_EXERCISE BRIEF_:
Find the word "marked" in the listing. Copy out each line where it occurs.

_RECORDED DATA_:

PR #7102, opened 2026-08-04
fix(billing): Warn about the draft invoice when switching payment mode

### LINKED ISSUE #3308: Inform the user that they need to clear the pending draft invoice before changing the payment method.
https://support.frappe.io/helpdesk/tickets/48961?view=VIEW-HD+Ticket-010

Shariqk3:
Closes #3308

### Problem

`Team.update_draft_invoice_payment_mode` reassigns the running period's draft invoice to whatever mode the team ends up on. So the usage already accrued under the old mode gets billed through the new one.

The painful case is Card → Prepaid Credits mid-cycle: a team with, say, $200 accrued on card tops up $10 of credits to make the switch, and the entire month's invoice is then deducted from that balance, falls short, and lands unpaid. Nothing in the dashboard says this will happen.

Only `Paid By Partner` warned about it (via `FinalizeInvoicesDialog`); the Card / Prepaid Credits / UPI Autopay switches submitted silently.

### Fix

Before submitting a mode change, if the team already has a mode set and the current period has a non-zero unbilled amount, show a confirm dialog naming the amount, the mode it is moving to, and the option to settle the draft invoice from the invoices page first. The user can still proceed with "Switch anyway".

Warned rather than blocked, since reassigning is the right default for teams whose draft invoice is still small — they just need to know before confirming.

### Testing

`yarn build` and `npx biome check` pass. No automated test: the dashboard has no unit-test setup (vitest deps are present but there is no config and no existing specs), and covering this in Playwright needs a team fixture with a mid-cycle draft invoice. Verified by reading through the branches in `updatePaymentMode` — `Paid By Partner` still returns early into `FinalizeInvoicesDialog`, so it does not get a second dialog.

### DIFF
--- a/dashboard/src/components/billing/PaymentDetails.vue
+++ b/dashboard/src/components/billing/PaymentDetails.vue
@@ -375,6 +375,14 @@ function payUnpaidInvoices() {
 
 const showMessage = ref(false);
 function updatePaymentMode(mode) {
+	if (hasUnbilledAmountOnCurrentMode(mode)) {
+		confirmDraftInvoiceMovesToNewMode(mode);
+		return;
+	}
+	proceedWithPaymentModeChange(mode);
+}
+
+function proceedWithPaymentModeChange(mode) {
 	showMessage.value = false;
 	if (!billingDetailsSummary.value) {
 		showMessage.value = true;
@@ -388,6 +396,7 @@ function updatePaymentMode(mode) {
 	} else if (mode === 'Card' && !team.doc.payment_method) {
 		showMessage.value = true;
 		showAddCardDialog.value = true;
+		return;
 	} else if (
 		mode === 'Paid By Partner' &&
 		Boolean(unpaidInvoices.data.length > 0)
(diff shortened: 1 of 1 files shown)


Shariqk3:
Pushed ecfae3d — the warning now covers every mode, not just the ones that submitted immediately.

The check was at the end of `updatePaymentMode`, but the branches that open the add-card dialog, the add-credits dialog, and the UPI mandate page all `return` before reaching it. So picking Prepaid Credits with a zero balance, or UPI Autopay without a mandate, went straight into setup with no warning at all. Moved the check to the front of `updatePaymentMode`, with the rest of the flow in `proceedWithPaymentModeChange` that the dialog re-enters on confirm — so the warning comes first regardless of where the flow ends up.

Also added the missing `return` on the `mode === 'Card' && !team.doc.payment_method` branch. It fell through to the submit, which the server then rejected with "No card added" while the add-card dialog was still open.

**Paid By Partner deliberately stays on `FinalizeInvoicesDialog`.** `Team.validate_billing_team` throws when the team has Draft/Unpaid subscription invoices over ₹450 / $5, so that switch can't proceed at all — a "Switch anyway" button there would just produce a server error. Finalizing first is mandatory, not advisory, so the existing dialog is the correct handling. Happy to align the copy between the two if you'd rather they read the same.

PR #7103, opened 2026-08-04
fix(fcrestore): Add retry and reduce part size for uploads

tanmoysrt:
## Summary
- Add per-part retry (3 attempts with backoff) for multipart S3 uploads
- Reduce part size from 1GB to 200MB and concurrency from 10 to 5 to avoid bandwidth starvation
- Increase HTTP timeout to 3 hours
- Show actionable error message when uploads fail due to slow/unstable network

### DIFF
--- a/libs/fcrestore/uploader.go
+++ b/libs/fcrestore/uploader.go
@@ -17,9 +17,10 @@ import (
 )
 
 var (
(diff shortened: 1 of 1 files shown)


tanmoysrt:
@mergify backport master

PR #7107, opened 2026-08-04
fix(billing): Warn about the draft invoice when switching payment mode

### LINKED ISSUE #3308: Inform the user that they need to clear the pending draft invoice before changing the payment method.

Shariqk3:
Closes #3308

## Problem

`Team.update_draft_invoice_payment_mode` reassigns the running period's draft invoice to whatever mode the team switches to. So usage already accrued on the old mode ends up billed through the new one — a team that moves from Card to Prepaid Credits mid-cycle has the whole month deducted from a balance they topped up for far less, and the invoice lands unpaid.

Only `Paid By Partner` warned about this; every other mode switched silently.

## Fix

Show a confirmation dialog before the switch whenever the team has a non-zero unbilled amount for the current period. It states the draft amount, which mode it will be billed through, and that settling the draft invoice first is the way to keep it on the old mode.

Warns rather than blocks — reassigning is the right default for teams whose draft invoice is still small; they just need to know before confirming.

Two details worth calling out:

- The check runs at the *front* of `updatePaymentMode`. It previously would have been dead for most modes, since the branches that open the add-card, add-credits and UPI mandate flows return before reaching the end of the function; only a switch that submitted straight away would have hit it.
- `Paid By Partner` is deliberately excluded. `Team.validate_billing_team` rejects that mode outright while draft or unpaid invoices exist, so there is nothing to confirm — it keeps its existing `FinalizeInvoicesDialog`.

## Testing

- Switch modes with a non-zero draft invoice → dialog appears; "Switch anyway" continues into the normal flow for that mode (add card, add credits, UPI mandate, or direct submit).
- Switch with a zero/absent draft invoice → no dialog, unchanged behaviour.
- `Paid By Partner` → unchanged, still goes through `FinalizeInvoicesDialog`.


siduck (approved):

shadrak98:
@Shariqk3 why do we need to warn users for Card to Prepaid Credits or vice-versa? This doesn't make sense!

Shariqk3:
> @Shariqk3 why do we need to warn users for Card to Prepaid Credits or vice-versa? This doesn't make sense!

@shadrak98 its regarding [this](https://github.com/frappe/press/issues/3308) GitHub issue. Usually when a customer wants to change the paid payment method to paid by partner, they are not able to do it because of the draft invoice, they had to settle the invoice and than change the payment mode to paid by partner.

let me know if I should make any changes to the PR.

PR #7109, opened 2026-08-04
fix(database-server): Fix broken duplicate DB server actions

regdocs:
### Problem

On a certain server, clicking **Update Max DB Connections** on the Actions page did nothing — no dialog, no error, no toast.

The row belongs to the **replica**, not the primary. `DatabaseServer.get_actions` grouped its database actions as `"Database Server Actions"` regardless of `is_replication_setup` — unlike `BaseServer.get_actions`, which uses `"Replication Server Actions"`. So the replica's rows merged into the primary's card and every row appeared twice. Scrolled down, you're clicking the replica's copy.

And those copies can't work: `ServerActionCell` resolves the method on the cached document resource, but `$dbReplicaServer` is created with only `change_plan` / `reboot` / `rename`. Every handler hits its `if (!server.method) return` guard and bails silently. Same for Update InnoDB Buffer Pool Size, Forcefully Purge Binlogs, Enable Binlog Indexer, Enable/Disable Performance Schema and Manage Database Binlogs.

### Fix

A replica no longer emits those actions. It is managed through its primary, so rename / reboot / change plan is the right surface — dropping them is preferable to widening the dashboard whitelist for operations that aren't meant to be driven on a replica.

Also pulled the server type label into a `server_type_for_actions` property on `BaseServer`, so the two `get_actions` implementations can't disagree on it again — that drift is what produced the duplicate card.

### DIFF
--- a/press/press/doctype/database_server/database_server.py
+++ b/press/press/doctype/database_server/database_server.py
@@ -362,7 +362,12 @@ class DatabaseServer(BaseServer):
 				filter(lambda action: action.get("action") != "Rename server", server_actions)
 			)
 
-		server_type = "database server" if not self.is_unified_server else "database"
+		if self.is_replication_setup:
+			# A replica is managed through its primary. The dashboard offers nothing
+			# beyond rename, reboot and change plan for it.
+			return server_actions
+
+		server_type = self.server_type_for_actions
 		actions = [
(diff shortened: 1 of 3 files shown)


regdocs:
@mergifyio backport master

PR #7120, opened 2026-08-05
fix(site-action): Stop the action when its site is dropped

balamurali27:
A Site Action whose site was dropped writes this error to the Error Log every 30 seconds:

```
frappe.exceptions.LinkValidationError: Could not find Site: <site>
  .../site_action.py, line 705, in execute_step
```

A drop renames the site to `<name>.archived` ([site.py:4487](https://github.com/frappe/press/blob/develop/press/press/doctype/site/site.py#L4487)). A step that saves after the rename writes the old name back. The link then points to nothing, every save throws, and the action stays in `Running`. `process_site_actions` retries such an action forever.

## The action stops itself

`execute()` stops when the site is `Archived` or gone, and fails the action through `save()` with `flags.ignore_links`. The step gets a message that names the drop.

`db_set` is not used there because it skips `on_update` and the step skipping in `fail()`.

## A drop cancels the moves that did not reach the site

`archive()` cancels the moves that are still waiting, then archives the site: a scheduled Site Action, and a scheduled or pending Site Update or Site Migration. A pending move only waits for a job slot. Before this, such a move stopped the drop, because `ready_for_move()` throws for a scheduled move and for a site in `Pending`. The customer asked for the drop, not for the move.

A pending move also holds the site in `Pending`, so the drop puts the site status back after it cancels the move.

Site Migration has a new `Cancelled` status for this. A new Select option needs no patch. The column is a `varchar`, and the scheduler reads only the `Scheduled` records.

## A running move blocks the drop

`ready_for_move()` throws when a Site Update or a Site Migration is `Running` for the site. Such a move holds a half-written copy of the site on another server. The message names the record, so the operator knows what holds the site. Before this, only the site status blocked the drop, with the message "Site is in Pending state". A move to another bench gets the same check.

`Running` is the only status the check can hold. `SiteUpdate.start()` and `SiteMigration.start()` set their own record to `Pending` before they call `ready_for_move()` ([site_update.py:349](https://github.com/frappe/press/blob/develop/press/press/doctype/site_update/site_update.py#L349), [site_migration.py:182](https://github.com/frappe/press/blob/develop/press/press/doctype/site_migration/site_migration.py#L182)), so a move would block itself.

A running Site Action does not block the drop. Its preparation steps build a bench and do not touch the site.

## Tests

Eight new tests: a drop that cancels a scheduled action, a scheduled update, a scheduled migration and a pending migration; a drop that a running update or migration blocks; a site that is archived in the middle of a run; and the corrupted record from production.

`test_site` 43/43, `test_site_action` 14/14, `test_site_update` 16/16, `test_site_migration` 6/6.


balamurali27:
Needs investigation on cause of error

PR #7127, opened 2026-08-06
fix(stripe): Always pass payment method while creating invoice

shadrak98:
If any user sets a card as default, it might not always set the same on Stripe due to connection or other issues. This also was silently ignored due to missing guardrails. 

This PR adds those missing guardrails and ensures that for every invoice creation, default payment method is passed instead of relying on Stripe. 

Also while removing the card from Frappe Cloud, the card may remain on Stripe as the detach card logic runs after payment method deletion which looses the card ID. Now the payment method is detached first and then deleted.


shadrak98:
@greptile-apps review

PR #7296, opened 2026-08-25
fix(ui): Show Deploy button for newer deploys too

siduck:
Adds redeploy button on deploys page

image


siduck:
@mergify backport master

PR #7326, opened 2026-08-27
fix(site-config): Require JSON config values to be an object or array

regdocs:
### Problem

A user set a Site Config key of type JSON to a value that isn't a JSON object. That broke the site: the dashboard couldn't update *any* config afterwards, and the key couldn't be deleted either.

`Site.update_config_preview()` runs on every `site.validate` and rebuilds `site.config` from the child rows. For a JSON-typed row it does `json.loads(row.value)`. If the stored text isn't decodable JSON, every subsequent `site.save()` raises — including `delete_config`, which saves the doc too. The site is stuck until someone fixes the row from desk.

Bad values got stored through three under-validated spots:

1. Every write path used `frappe.parse_json(value)` for JSON keys (`press.api.site.update_config`, `Site.update_config`, `press.api.bench.format_config_value`, `release_group.get_formatted_config_value`). `frappe.parse_json` silently returns the string unchanged when it can't parse it, so garbage was stored with type JSON.
2. The dashboard dialog only checked that `JSON.parse` succeeds. `JSON.parse('"abc"')` succeeds and yields the string `abc`, which is stored as plain text and then fails `json.loads` on the next save. Any JSON scalar has the same problem — the type says JSON, but a scalar can't be round-tripped through the child table's text column.
3. `press.utils.is_json()` typed any string starting with `{` and ending with `}` as JSON without parsing it, so `{foo: 1}` got type JSON in `_update_configuration` and blew up on save.

### Fix

`parse_json_config_value(key, value)` and `decode_json_config_value(key, value)` in the Site Config module, shared by Site and Release Group. A JSON config value must decode to an object or an array; anything else throws a message naming the key.

- Wired into all four write boundaries. Validating there rather than making the preview lenient — a value that can't be read back as JSON has no business being stored.
- Both `*_config_preview` regenerators now decode through the helper, so an already-broken row reports `Value of <key> is not valid JSON: …` instead of a raw `JSONDecodeError` traceback. The `allow_cors` legacy string→list rewrite still happens before decoding, and `_update_configuration` stays lenient because that rewrite depends on it.
- `is_json()` now actually parses.
- `ConfigEditorDialog.vue` rejects a parsed scalar with "Value must be a JSON object or array".

### Not covered

This stops new breakage; it doesn't repair sites that already hold an invalid JSON row. Those still need the value corrected from desk. Happy to add a patch for that if we want to sweep existing sites.

### Tests

`TestSiteConfigJSONValidation` in `test_site.py` and two cases in `TestAPIBenchConfig`: objects and arrays accepted, undecodable text rejected, JSON scalars rejected, config untouched after a rejection, and the site still saving afterwards.


regdocs:
@greptileai rereview

PR #7328, opened 2026-08-27
fix(ui): Remove duplicate countries in local compliance dropdown

siduck:
filter that dropdown so duplicate countries wont show up 

### Before:  

image

### After: 

image


siduck:
@mergify backport master

PR #7314, opened 2026-08-26
fix(remote-file): Reuse team prefix validation

ssiyad:
This pull request adds team prefix validation to remote file's new and restore methods.

PR #7330, opened 2026-08-27
fix(remote-file): Reuse team prefix validation (backport)

ssiyad:


ssiyad:
https://github.com/frappe/press/pull/7314

PR #7334, opened 2026-08-28
fix(site-update): Clear the fatal flag when an update recovers

balamurali27:
A customer reported a site that could not update or migrate. The site had `fatal_site_update` set. But every Site Update on the site was `Success` or `Recovered`, and all steps of the recovery job were green.

## What happened

1. The update used a physical backup. The `Physical Backup Restoration` failed. So `trigger_recovery_job` marked the update `Fatal`, set the site to `Broken`, and set `fatal_site_update` ([site_update.py:674](https://github.com/frappe/press/blob/develop/press/press/doctype/site_update/site_update.py#L674)). It returned before it made a recovery job.
2. The restoration was retried and was successful. Then `process_physical_backup_restoration_status_update` called `trigger_recovery_job` again. This was possible because `recover_job` was still empty.
3. The recovery job was successful. The update became `Recovered`, and the site became `Active` again. Nothing cleared `fatal_site_update`.

The site is then blocked forever. `should_try_update` skips the site. `sites_with_available_update` removes the site from the list. `check_fatal_site_update` stops a manual update or a migration. Support has no failed job to examine, because there is none.

Before this change, three places cleared the flag: the manual "cause of failure is resolved" button, the callback of the restore-tables fallback, and a successful site restore. No status change cleared it.

## The fix

All status changes of a Site Update go through `update_status`. When the status becomes `Success` or `Recovered`, and the site still points to this update, the code clears the pointer.

The change does not touch `cause_of_failure_is_resolved`. The migration can still be broken. That flag is what keeps the scheduled updates away.

## Test

`test_recovery_after_fatal_status_clears_fatal_flag_on_site` fails without the fix. It passes with the fix.

https://claude.ai/code/session_01AkCm7a7e4hSD1oEv5kLi2m

### DIFF
--- a/press/press/doctype/site_update/site_update.py
+++ b/press/press/doctype/site_update/site_update.py
@@ -882,6 +882,10 @@ def update_status(name: str, status: str):
 				),
 			)
 	if status in ["Success", "Recovered"]:
+		site = frappe.db.get_value("Site Update", name, "site")
+		if frappe.db.get_value("Site", site, "fatal_site_update") == name:
+			# The update recovered after it was marked Fatal. Stop blocking the site.
+			frappe.db.set_value("Site", site, "fatal_site_update", None)
 		backup_type = frappe.db.get_value("Site Update", name, "backup_type")
 		if backup_type == "Physical":
 			# Remove the snapshot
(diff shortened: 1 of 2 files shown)


balamurali27:
Closing until the root cause is confirmed against the reported site. The branch stays, so this can reopen.

PR #7336, opened 2026-08-28
fix: Don't allow trial site migration to other servers/benches

phot0n:


phot0n:
closing for now - trying a diff fix

PR #7337, opened 2026-08-28
fix(site-config): Require JSON config values to be an object or array

regdocs:
Backport of #7326 to `master`.

`frappe.parse_json` returns the string unchanged when it can't parse it, so any text typed into a JSON config key was stored as-is. `update_config_preview` then fails on `json.loads` during every later `site.validate`, which leaves the site unsavable — the user can't even delete the offending key from the dashboard.

The fix validates at the write boundaries instead of making the preview lenient: a value that can't be read back as JSON has no business being stored. Scalars are rejected too, because `JSON.parse('"abc"')` is valid JSON but the string it yields is stored as plain text and breaks in exactly the same way.

Cherry-picked cleanly from 63ac4e730 — the only conflict was the `generated_at` timestamp in `.secrets.baseline`. The second commit on the develop branch (52bddf87d, "Drop stale UNLIMITED_PLANS import") was **not** backported: it fixed an artifact of merging develop into that branch, and `UNLIMITED_PLANS` is still used on `master`.


regdocs:
@greptileai review

PR #7353, opened 2026-09-01
fix(app-source): Handle a branch deleted on GitHub

regdocs:
An App Source whose branch has been deleted on GitHub shows up in the dashboard as a generic **Action Required** badge, linking to the [App Installation Issue](https://docs.frappe.io/cloud/faq/app-installation-issue) FAQ. That FAQ tells the user to re-grant Frappe Cloud access to the repository, which does nothing here — the repository is fine, the branch is gone. Nothing in the UI says so. Worse, the Change Branch dialog then offers the deleted branch as a destination.

Example: `SRC-frappe_whatsapp-001` tracks `frappe_whatsapp` on `version-16`. That branch no longer exists, so `last_github_response` reads `{"message": "Branch not found", "status": "404"}`, `last_github_poll_failed` is `1`, and `uninstalled` is `1` — even though the GitHub App is still installed.

### Saying that the branch is gone

`AppSource.set_poll_failed` treated every 404 as revoked GitHub App access. GitHub distinguishes the two cases in the response body: a missing or inaccessible repository is `Not Found`, a missing branch is `Branch not found`. A new `branch_deleted` property reads that message, and a deleted branch no longer marks the source as uninstalled, since the repository is still reachable.

`press.api.bench.apps` returns `branch_deleted` alongside `last_github_poll_failed`, and the Apps tab of a bench group uses it:

- the status badge reads **Branch Deleted** instead of Action Required
- the badge is red for either failure, instead of the default gray
- the tooltip says `The version-16 branch no longer exists on GitHub. Change the branch to resume updates.` — there is no docs page for this, and the fix is the existing **Change Branch** row action, so the tooltip explains it inline rather than linking out

`branch_deleted` is derived from the stored `last_github_response` rather than being a new field, so every source that has already failed reports correctly with no patch.

### Not offering it as a destination

`branch_list` asks GitHub for the live branches, except for a public marketplace app that does not belong to the current team. There `get_branches_for_marketplace_app` builds the list out of App Source records — the Marketplace App's own sources plus every public source for the same repository — so a source stuck on a deleted branch keeps advertising that branch. It now drops the sources whose branch is deleted.

That function also rebound its own `app_source` parameter inside the loop, so the public source query read the repository owner and name off the last marketplace source instead of off the app's own source. Fixed while rewriting it.

`ChangeAppBranchDialog` preselects the branch the app is on. Once the deleted branch stops being an option, that leaves the select bound to a value with no matching `option`, which renders blank and hides the Change Branch button, so the dialog now clears the selection when the current branch is not on offer.

### Noise in the diff

`group.js` and `ChangeAppBranchDialog.vue` both predate the Biome config, so the pre-commit hook reformats them wholesale on any change; most of the diff in those two files is quotes, semicolons, indentation and import order. The change also reorders `None | str` to `str | None` in two pre-existing signatures, which CI's unpinned ruff flags under RUF036 as soon as a PR touches that file.

### Tests

`test_app_source.py` covers a deleted-branch 404, an inaccessible-repository 404, and `branch_deleted` staying false while the last poll succeeded. `press/api/tests/test_bench.py` covers the branch list dropping a deleted branch while keeping the live one.

### DIFF
--- a/dashboard/src/components/group/ChangeAppBranchDialog.vue
+++ b/dashboard/src/components/group/ChangeAppBranchDialog.vue
@@ -86,7 +86,7 @@
 </template>
 
 <script>
-import { DashboardError } from '../../utils/error';
+import { DashboardError } from '../../utils/error'
 
 export default {
 	name: 'ChangeAppBranchDialog',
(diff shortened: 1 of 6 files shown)


regdocs:
@mergifyio backport master

PR #13644, opened 2021-11-09
[virt_autotest] Double check xen kernel for xen host at login_console

guoxuguang:
- Description
According to the latest OSD test gi-guest_win2019-on-host_developing-xen on 15-SP4 build61.1, find out that got Xen Domain0 kernel panic during login_console test. then boot up a normal kernel wihout xen kernel to continue the following test. mean that just only match virttest-bootmenu-xen-kernel needle at login_console step for xen host was not enough during getting kernel panic. 
So, we'd better double-check xen kernel module for xen host after matching virttest-bootmenu-xen-kernel needle successfully at login_console for this PR purpose. 
- Verification run: 
[gi-guest_win2019-on-host_developing-xen](https://openqa.suse.de/tests/7636500#)
wip

### DIFF
--- a/tests/virt_autotest/login_console.pm
+++ b/tests/virt_autotest/login_console.pm
@@ -146,7 +146,18 @@ sub login_to_console {
     set_ssh_console_timeout_before_use if (is_remote_backend && is_aarch64 && get_var('IPMI_HW') eq 'thunderx');
     # use console based on ssh to avoid unstable ipmi
     use_ssh_serial_console;
+    # double-check xen kernel for xen host
+    $self->double_check_xen_role if is_xen_host;
 
+}
+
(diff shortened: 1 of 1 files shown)


waynechen55:
I think you'd better also check whether the booted os fs is 'read-only'.

guoxuguang:
> I think you'd better also check whether the booted os fs is 'read-only' which prevents further operation from being executed. This can happen if somehow host boots into a mismatched os or snapshot.

sure,  after match virttest-bootmenu-xen-kernel needle, double-check the xen kernel for xen vm host at login_console as this PR purpose. 

yes, try to figure out the best way to check with the 'read-only' FS.

guoxuguang:
duplicated by https://github.com/os-autoinst/os-autoinst-distri-opensuse/pull/13702. so, updated as closed.

PR #13645, opened 2021-11-09
Cleanup lib/main_common.pm into lib/main_containers.pm

pdostal:
As we now have `lib/main_containers.pm` we should use it.
This is about cleaning `lib/main_common.pm`.

- Related ticket: [poo#102092](https://progress.opensuse.org/issues/102092)
- Verification run: TBD

PR #13650, opened 2021-11-09
containers: Do not load main_common::loadtest

pdostal:
This is just a small fix of `lib/main_containers.pm`:
We `use main_common qw(loadtest boot_to_desktop); but:
 * We don't use `boot_to_deskotp()`
 * The `main_common::loadtest()` is just wrapper around `autotest::loadtest()`

So here I'm getting rid of this dependency.

- Verification run: TBD

### DIFF
--- a/lib/main_containers.pm
+++ b/lib/main_containers.pm
@@ -11,17 +11,22 @@ use base 'Exporter';
 use Exporter;
 use utils;
 use version_utils;
-use main_common qw(loadtest boot_hdd_image);
 use testapi qw(check_var get_required_var get_var);
 use Utils::Architectures;
 use strict;
 use warnings;
-
+use Carp 'croak';
 
 our @EXPORT = qw(
   is_container_test
   load_container_tests
 );
+
+sub loadtest {
+    my ($test, %args) = @_;
+    croak "extensions are not allowed here '$test'" if $test =~ /\.pm$/;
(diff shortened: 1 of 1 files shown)


asmorodskyi (approved):
LGTM

lib/main_containers.pm
```diff
@@ -11,18 +11,23 @@ use base 'Exporter';
...
 use warnings;
-
+use Carp 'croak';
 
 our @EXPORT = qw(
   is_container_test
   load_container_tests
 );
 
+sub loadtest {
```
cfconrad, line 25: I would make it more clear for future reviewers that we did code duplication on purpose.
```suggestion
==head2
  container_loadtest($test)
  
We duplicate c<loadtest()> function here to not have cycle dependencies between c<main_common> and this module.
==cut
sub container_loadtest {
```

And I would use a "unique" name to make it more clear that we use our own.
WDYT?

b10n1k (commented):
i am not sure about this. the function is completely the same as the original. The `main_common` doesnt go anywhere in the near future. if someone change something there we do not get it here and we will have to maintain it in two different places, but not for good reason.

jlausuch:
After latest update of https://github.com/os-autoinst/os-autoinst-distri-opensuse/pull/13645 I think this is not needed.

pdostal:
I will probably close this however let's wait for #13645.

_WRITTEN RESPONSE_:
1. The update used a physical backup. The `Physical Backup Restoration` failed. So `trigger_recovery_job` marked the update `Fatal`, set the site to `Broken`, and set `fatal_site_update` ([site_update.py:674](https://github.com/frappe/press/blob/develop/press/press/doctype/site_update/site_update.py#L674)). It returned before it made a recovery job.
+			# The update recovered after it was marked Fatal. Stop blocking the site.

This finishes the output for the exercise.